What is expected> Once you reach the line that holds "rwangsc18, line 213: This" in the listing below, output it and every line after it through the line that holds "request run time.", word for word.

Task material>

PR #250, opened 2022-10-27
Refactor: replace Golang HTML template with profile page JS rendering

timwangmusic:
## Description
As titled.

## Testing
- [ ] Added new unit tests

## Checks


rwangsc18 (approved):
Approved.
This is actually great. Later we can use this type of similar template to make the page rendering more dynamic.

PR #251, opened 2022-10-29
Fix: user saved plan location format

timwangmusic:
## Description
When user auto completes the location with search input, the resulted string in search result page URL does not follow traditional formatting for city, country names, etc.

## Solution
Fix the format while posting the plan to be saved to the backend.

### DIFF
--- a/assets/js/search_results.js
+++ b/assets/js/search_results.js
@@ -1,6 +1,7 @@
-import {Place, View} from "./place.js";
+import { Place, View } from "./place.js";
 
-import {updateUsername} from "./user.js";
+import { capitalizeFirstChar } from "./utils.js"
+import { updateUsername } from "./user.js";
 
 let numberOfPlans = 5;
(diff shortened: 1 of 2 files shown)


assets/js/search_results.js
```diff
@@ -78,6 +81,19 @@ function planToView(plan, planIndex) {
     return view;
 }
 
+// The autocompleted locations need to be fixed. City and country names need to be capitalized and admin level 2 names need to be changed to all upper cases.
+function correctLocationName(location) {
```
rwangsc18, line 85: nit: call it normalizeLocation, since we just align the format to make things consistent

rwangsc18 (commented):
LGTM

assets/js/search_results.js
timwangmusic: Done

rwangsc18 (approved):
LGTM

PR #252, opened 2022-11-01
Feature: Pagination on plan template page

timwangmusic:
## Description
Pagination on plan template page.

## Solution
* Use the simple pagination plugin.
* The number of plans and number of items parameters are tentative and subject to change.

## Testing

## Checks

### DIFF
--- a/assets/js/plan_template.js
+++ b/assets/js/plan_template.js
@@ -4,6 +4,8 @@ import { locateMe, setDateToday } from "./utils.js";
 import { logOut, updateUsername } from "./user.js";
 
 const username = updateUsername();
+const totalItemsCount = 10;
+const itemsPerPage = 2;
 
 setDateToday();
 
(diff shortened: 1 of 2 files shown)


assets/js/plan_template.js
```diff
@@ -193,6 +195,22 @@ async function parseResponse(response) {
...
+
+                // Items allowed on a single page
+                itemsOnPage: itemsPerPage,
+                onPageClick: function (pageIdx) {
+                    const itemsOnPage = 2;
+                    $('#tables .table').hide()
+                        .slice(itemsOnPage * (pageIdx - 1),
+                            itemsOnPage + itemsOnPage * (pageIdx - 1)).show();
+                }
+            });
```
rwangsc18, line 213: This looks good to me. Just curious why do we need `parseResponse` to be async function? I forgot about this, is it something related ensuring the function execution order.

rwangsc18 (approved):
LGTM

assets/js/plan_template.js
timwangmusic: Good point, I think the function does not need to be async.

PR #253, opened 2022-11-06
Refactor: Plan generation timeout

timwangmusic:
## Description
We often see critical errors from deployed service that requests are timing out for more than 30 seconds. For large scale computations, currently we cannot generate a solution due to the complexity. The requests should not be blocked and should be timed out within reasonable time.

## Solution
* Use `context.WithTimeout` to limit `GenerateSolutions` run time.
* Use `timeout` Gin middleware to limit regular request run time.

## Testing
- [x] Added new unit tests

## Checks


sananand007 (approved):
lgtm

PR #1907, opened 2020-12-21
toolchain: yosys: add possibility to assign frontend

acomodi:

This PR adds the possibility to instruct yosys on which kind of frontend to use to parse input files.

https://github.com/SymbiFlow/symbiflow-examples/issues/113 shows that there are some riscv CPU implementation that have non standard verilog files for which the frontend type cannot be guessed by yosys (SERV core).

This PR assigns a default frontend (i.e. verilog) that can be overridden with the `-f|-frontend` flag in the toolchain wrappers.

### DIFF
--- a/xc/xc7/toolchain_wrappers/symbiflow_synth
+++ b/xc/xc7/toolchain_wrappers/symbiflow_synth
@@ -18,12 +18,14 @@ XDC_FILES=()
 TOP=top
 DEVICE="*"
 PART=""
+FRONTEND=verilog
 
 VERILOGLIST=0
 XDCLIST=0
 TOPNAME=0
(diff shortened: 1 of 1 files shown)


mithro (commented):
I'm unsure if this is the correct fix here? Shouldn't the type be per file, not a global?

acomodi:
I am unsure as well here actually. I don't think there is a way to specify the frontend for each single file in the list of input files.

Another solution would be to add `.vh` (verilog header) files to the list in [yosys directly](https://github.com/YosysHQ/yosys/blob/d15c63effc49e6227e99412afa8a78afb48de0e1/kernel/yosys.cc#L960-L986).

Response for this exercise>
rwangsc18, line 213: This looks good to me. Just curious why do we need `parseResponse` to be async function? I forgot about this, is it something related ensuring the function execution order.

rwangsc18 (approved):
LGTM

assets/js/plan_template.js
timwangmusic: Good point, I think the function does not need to be async.

PR #253, opened 2022-11-06
Refactor: Plan generation timeout

timwangmusic:
## Description
We often see critical errors from deployed service that requests are timing out for more than 30 seconds. For large scale computations, currently we cannot generate a solution due to the complexity. The requests should not be blocked and should be timed out within reasonable time.

## Solution
* Use `context.WithTimeout` to limit `GenerateSolutions` run time.
* Use `timeout` Gin middleware to limit regular request run time.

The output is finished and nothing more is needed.